(Saved data entries)
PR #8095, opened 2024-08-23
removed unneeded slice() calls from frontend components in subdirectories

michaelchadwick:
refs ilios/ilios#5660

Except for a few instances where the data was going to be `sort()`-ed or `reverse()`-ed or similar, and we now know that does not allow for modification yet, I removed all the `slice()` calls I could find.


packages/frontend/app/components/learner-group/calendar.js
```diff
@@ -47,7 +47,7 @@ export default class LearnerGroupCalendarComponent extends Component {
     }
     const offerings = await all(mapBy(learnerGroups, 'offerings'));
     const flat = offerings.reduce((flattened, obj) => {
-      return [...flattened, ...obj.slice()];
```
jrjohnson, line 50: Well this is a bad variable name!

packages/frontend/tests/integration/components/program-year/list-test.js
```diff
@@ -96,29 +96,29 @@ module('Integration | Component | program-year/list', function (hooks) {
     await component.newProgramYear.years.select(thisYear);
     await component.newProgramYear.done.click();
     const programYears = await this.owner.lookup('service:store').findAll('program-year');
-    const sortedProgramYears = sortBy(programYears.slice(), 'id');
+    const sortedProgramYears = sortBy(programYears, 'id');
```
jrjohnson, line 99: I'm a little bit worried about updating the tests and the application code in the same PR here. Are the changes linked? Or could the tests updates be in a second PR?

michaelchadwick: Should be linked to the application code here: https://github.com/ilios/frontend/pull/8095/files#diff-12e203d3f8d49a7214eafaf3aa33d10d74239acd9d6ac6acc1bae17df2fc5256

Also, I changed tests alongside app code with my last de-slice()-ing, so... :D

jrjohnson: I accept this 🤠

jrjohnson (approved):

▶ Assignment
From the start of the data to the line that holds "jrjohnson, line 99: I'm", retype each line exactly, with both ends included.

▶ Reply
PR #8095, opened 2024-08-23
removed unneeded slice() calls from frontend components in subdirectories

michaelchadwick:
refs ilios/ilios#5660

Except for a few instances where the data was going to be `sort()`-ed or `reverse()`-ed or similar, and we now know that does not allow for modification yet, I removed all the `slice()` calls I could find.


packages/frontend/app/components/learner-group/calendar.js
```diff
@@ -47,7 +47,7 @@ export default class LearnerGroupCalendarComponent extends Component {
     }
     const offerings = await all(mapBy(learnerGroups, 'offerings'));
     const flat = offerings.reduce((flattened, obj) => {
-      return [...flattened, ...obj.slice()];
```
jrjohnson, line 50: Well this is a bad variable name!

packages/frontend/tests/integration/components/program-year/list-test.js
```diff
@@ -96,29 +96,29 @@ module('Integration | Component | program-year/list', function (hooks) {
     await component.newProgramYear.years.select(thisYear);
     await component.newProgramYear.done.click();
     const programYears = await this.owner.lookup('service:store').findAll('program-year');
-    const sortedProgramYears = sortBy(programYears.slice(), 'id');
+    const sortedProgramYears = sortBy(programYears, 'id');
```
jrjohnson, line 99: I'm a little bit worried about updating the tests and the application code in the same PR here. Are the changes linked? Or could the tests updates be in a second PR?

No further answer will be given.